Aleksandr Nikulin

Personal information
- Full name: Aleksandr Yevgenyevich Nikulin
- Date of birth: 19 January 1985 (age 40)
- Height: 1.81 m (5 ft 11+1⁄2 in)
- Position: Forward

Senior career*
- Years: Team / Apps / (Gls)
- 2002–2004: FC Zenit-2 St. Petersburg / 77 / (23)
- 2005: FC Lokomotiv St. Petersburg (amateur)
- 2005: FC Petrotrest St.

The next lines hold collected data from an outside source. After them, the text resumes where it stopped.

PR #469, opened 2019-10-31
SalesforceClient can now take an optional alternate per-request 'access_token'

twrichards:
… to use as Bearer token for calls to Salesforce (either passed directly or found from optional header `X-Ephemeral-Salesforce-Access-Token`)

This provides us a mechanism to pass a CSR's session ID for example (or other generated access token) in the `X-Ephemeral-Salesforce-Access-Token` header to an API Gateway fronted lambda in this repo so that all Salesforce REST calls out from the lambda will use the provided access token.
As a result any creations/modifications will be correctly attributed to them rather than the API, so rather than...
image
...we'll get something like...
image

**NOTE:** this PR doesn't include utilising this for any of the existing handlers, that will follow in subsequent PR(s).

### DIFF
--- a/lib/salesforce/src/main/scala/com/gu/salesforce/SalesforceClient.scala
+++ b/lib/salesforce/src/main/scala/com/gu/salesforce/SalesforceClient.scala
@@ -22,16 +22,18 @@ object SalesforceClient extends LazyLogging {
           shouldExposeSalesforceErrorMessageInClientFailure.toOption(parseSalesforceErrorResponseAsCustomError _)
         )
       }.setupRequest[StringHttpRequest] {
-        withAuth(sfAuth)
+        withAuthAndBaseUrl(sfAuth)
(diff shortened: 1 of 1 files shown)


lib/salesforce/src/main/scala/com/gu/salesforce/SalesforceClient.scala
```diff
@@ -22,16 +22,18 @@ object SalesforceClient extends LazyLogging {
           shouldExposeSalesforceErrorMessageInClientFailure.toOption(parseSalesforceErrorResponseAsCustomError _)
         )
       }.setupRequest[StringHttpRequest] {
-        withAuth(sfAuth)
+        withAuthAndBaseUrl(sfAuth)
```
twrichards: no change in behaviour just making the method name more representative

PR #471, opened 2019-10-31
Holiday stop cancelation endpoint

frj:
This PR adds the holiday stops cancelation endpoint.

This endpoint applies the logic to update existing holiday stops in the event that the subscription is canceled.

The CSR will have the option to refund the user for holiday stops that have already been booked as the will not be credited during the normal operation of the holiday stops processor, because updates can no longer be made to zuora for that sub and the user may not have another bill for credits to be applied to.

In this case this endpoint will update unprocessed holiday stops details that are for stops before the cancelation date. 

Setting the charge code to 'ManualRefund_Cancellation' and the actual price to the estimated price. 

This supports reporting on the amount of money refunded in the case of holiday stops cancelation and in the event of the sub being uncanceled will prevent the processor issuing  double money back.

If the CSR does not issue a refund then this endpoint should not be called, in this case the processor will ignore the holiday stops due to the subscription being canceled and no credit will be applied.


frj:
[Holiday suspensions when a user cancels: Create new holiday-stop-cancelation-endpoint](https://trello.com/c/J8Y4ztXw/611-holiday-suspensions-when-a-user-cancels-create-new-holiday-stop-cancelation-endpoint)

mario-galic:
> in the event of the sub being uncanceled

What does this mean?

Petersburg / 15 / (1)
- 2006–2008: FC Zimbru Chişinău / 12 / (1)
- 2009: FC Smena-Zenit St. Petersburg / 8 / (3)
- 2010–2011: JK Sillamäe Kalev / 48 / (15)
- 2014: Jõhvi FC Lokomotiv / 13 / (6)

= Aleksandr Nikulin (footballer, born 1985) =

Russian footballer

Aleksandr Yevgenyevich Nikulin (Александр Евгеньевич Никулин; born 19 January 1985) is a former Russian professional football player.

==Club career==
He made his Russian Football National League debut for FC Petrotrest St. Petersburg on 26 July 2005 in a game against FC Khimki.